Ödemiş'te, unutulmaya yüz tutmuş zanaatlerden biri olan kalaycılığı yaşatmaya çalışan Paklar Ailesi ile buluştuk. 'Öz Kalaycı'Dükkanında dededen toruna aktarılan bu mesleğin günümüzde karşılaştığı zorlukları ve geleceğini konuştuk.

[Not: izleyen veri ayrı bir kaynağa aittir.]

PR #683, opened 2016-07-15
Add in an "all" config

pfhayes:
Much like eslint:all

http://eslint.org/docs/user-guide/configuring#using-eslintall

### DIFF
--- a/tests/index.js
+++ b/tests/index.js
@@ -38,5 +38,8 @@ describe('configurations', function() {
       assert.equal(configName.indexOf('react/'), 0);
       assert.equal(plugin.configs.all.rules[configName], 2);
     });
+    rules.forEach(function(ruleName) {
+      assert(plugin.configs.all.rules['react/' + ruleName]);
+    });
   });
 });
--- a/tests/index.js
+++ b/tests/index.js
@@ -30,7 +30,7 @@ describe('configurations', function() {
   it('should export a \'all\' configuration', function() {
     assert(plugin.configs.all);
     rules.forEach(function(ruleName) {
-      assert(plugin.configs.all.rules[ruleName]);
+      assert.equal(plugin.configs.all.rules[ruleName], 2);
     });
   });
 });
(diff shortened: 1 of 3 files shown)


ljharb:
These should probably be a superset of the "recommended" config - what about these options https://github.com/yannickcr/eslint-plugin-react/blob/master/index.js#L68-L69 ?

pfhayes:
That's a good point. I would say that "all" should be every rule in it's default configuration, and I would also say it's okay for "recommended" to deviate from default configurations (to ones that might be preferred). But I'm happy to update this to be a superset of recommended if you disagree

pfhayes:
Also, what do you think is the best for `react/jsx-sort-prop-types` ? It's deprecated and replaced by `react/sort-prop-types` so maybe it should be excluded from `all`?

tests/index.js
```diff
@@ -26,5 +26,17 @@ describe('all rule files should be exported by the plugin', function() {
...
     assert(plugin.configs.recommended);
+    Object.keys(plugin.configs.recommended.rules).forEach(function (configName) {
+      assert.equal(configName.indexOf('react/'), 0);
+      var ruleName = configName.substring('react/'.length);
+      assert(plugin.rules[ruleName]);
+    });
+  });
+  it('should export a \'all\' configuration', function() {
+    assert(plugin.configs.all);
+    Object.keys(plugin.configs.all.rules).forEach(function(configName) {
```
ljharb: this seems like it now no longer verifies that every rule is included?

It is important to have a test that fails when someone adds a new rule but forgets to add it to "all"

pfhayes: Yes, you are right, I will fix tha

yannickcr:
Nice. Can you also update the Readme?

pfhayes:
Sure thing, I've updated the README now

yannickcr:
Thanks, can you rebase your branch? Then I think we'll be good to go :)

pfhayes:
Done, should be good to go now

yannickcr:
Merged, thanks!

Üç Kuşaktır Süren Bir Zanaat: Kalaycılığın Son Temsilcileri
TAKİP ET Google News ile Takip Et

“Ailemiz tamamen kalaycılıktan geliyor”

 

Kalay ustası Mustafa Paklar, ailesinin üç kuşaktır bu mesleği sürdürdüğünü söylüyor:

 

“Ödemiş doğumluyum, 43 yaşındayım. Dedem, babam ve ben üç kuşaktır bu dükkânda kalaycılık yapıyoruz. Dedemi tanıyorum, ondan önceki kuşakları birebir bilemesem de anlatılanlara göre dedemin babası da kalaycıymış. Yani ailemiz tamamen kalaycılıktan geliyor. Mesleğimizi severek ve özenle yapıyoruz. Çünkü biz bu işi yapmazsak gelecek nesiller bu mesleği göremeyecek.”

 

Zahmetli ama kıymetli bir iş

 

Eski ve yeni kalay işlemesi arasındaki farkları anlatan Pakdar, işin zorluklarını şu sözlerle dile getiriyor:

 

“Eski bakırın kalaylanması zahmetli bir iştir. Örneğin şu elimde gördüğünüz kazan yaklaşık 30 yıldır kalaylanmamış. Eski kalay tabakasını temizlemeden yenisini tutturamayız. Bunun için özel kimyasallar kullanıyor, bazen günlerce bekletiyoruz. Ayrıca kalaycılık son derece yorucu bir meslek. Saatlerce ayakta çalışmak gerekiyor. Ateşin sıcaklığı, duman ve is insanı yıpratıyor.”

 

Gençler ilgi göstermiyor

 

Paklar’a göre en büyük sorun, mesleği devam ettirecek gençlerin bulunamaması:

 

“Günümüzde gençler temiz ve kolay işleri tercih ediyor. Birkaç çırak yetiştirmek istedik ama kısa sürede kaçtılar. Dumanı, isi, sıcaklığı görünce gelmek istemediler. Halk Eğitim Merkezi ve sanayi meslek liseleriyle görüşerek kalaycılık dersleri açılmasını talep ettik. Bu konuda çalışmalarımız devam ediyor. Çünkü bu meslek kaybolmaması gereken çok özel bir zanaat.”

 

Gelecek nesiller için bir miras

 

Mustafa Paklar, her şeye rağmen mesleğini büyük bir tutkuyla sürdürüyor. Kalaycılığın geleceğe taşınması için çaba harcıyor ve bu zanaatın değerinin zamanla daha iyi anlaşılacağını düşünüyor.

 

Geleneksel el sanatlarının yok olmaması için verilen bu mücadele, sadece bir meslek değil, aynı zamanda kültürel bir mirasın korunması anlamına geliyor.